Q: Could you take us through the post-production support you offer?
A: Post-production support becomes very important as there could be changes coming in at the component level or even from the customisation front, after design closure. Over the last few years, post-production support has become a lot easier with the fabrication house also experiencing a variety of designs. Today, it is not always required that the engineer has to personally go and interact with the fabrication house; a lot of it can be done remotely.

Q: How would you go about telling your clients what you do?
A: We go by experience. Having worked in this field for about four years now, we have loyal customers who come back to us for their next product. They also spread the word, and the references increase our customer pool. Also, with the slowly increasing trend of research and development teams facing the media, thought leadership at events and technical publications, the ‘getting-to-know’ part is becoming a lot easier.
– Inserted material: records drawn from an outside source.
PR #11767, opened 2026-05-23
Migrate shared_preferences_android to built-in Kotlin

faisalansari0367:
Removes explicit Kotlin Gradle Plugin dependency and migrates to Flutter's built-in Kotlin support per the breaking-changes migration guide.


stuartmorgan-g:
Thanks for the contribution, but we aren't doing ad-hoc migrations of individual plugins. We will be applying a consistent migration process, including repository tooling.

Q: Tell us about a few of your projects.
A: We have done several processor board designs in the past, mostly based on Intel/ARM processors. Recently, we designed an ARM-based storage server that was quite interesting and challenging too. The interesting part was that it was powered using a 64-bit octa-core ARM processor, a new entrant to the server family. This is a multi-processor system that uses peripheral component interconnect express (PCIe) Gen 3 technology for interconnections to numerous boards. Currently, we are designing a similar system based on Intel Xeon and Atom processors for micro-server applications, which uses high-speed technologies such as PCIe Gen3 and double data rate fourth generation (DDR4) memory modules.

Q: Could you tell us about your work in the industrial domain?
A: Another interesting area is industrial automation and control. We are presently working on one such system for controlling heavy machinery. The system will have precision sensors that sense target parameters like position, velocity, direction and temperature, which are then compared with pre-set values. In the case of a deviation from the desired outcome, the system has to take corrective actions like varying the speed or updating the position of the tool. The precision and timing required to realise such a system is utmost challenging as everything has to happen in real-time, not forgetting the fact that it has analogue, digital and high-voltage signals, all running on the same board. So, the choice of the processor becomes extremely critical. To guarantee real-time performance, we are using field-programmable gate array (FPGA) for some of the critical paths such as proportional integral derivative (PID) loops, high-speed counter interface and analog-to-digital converter/digital-to-analog converter (ADC/DAC) interfaces.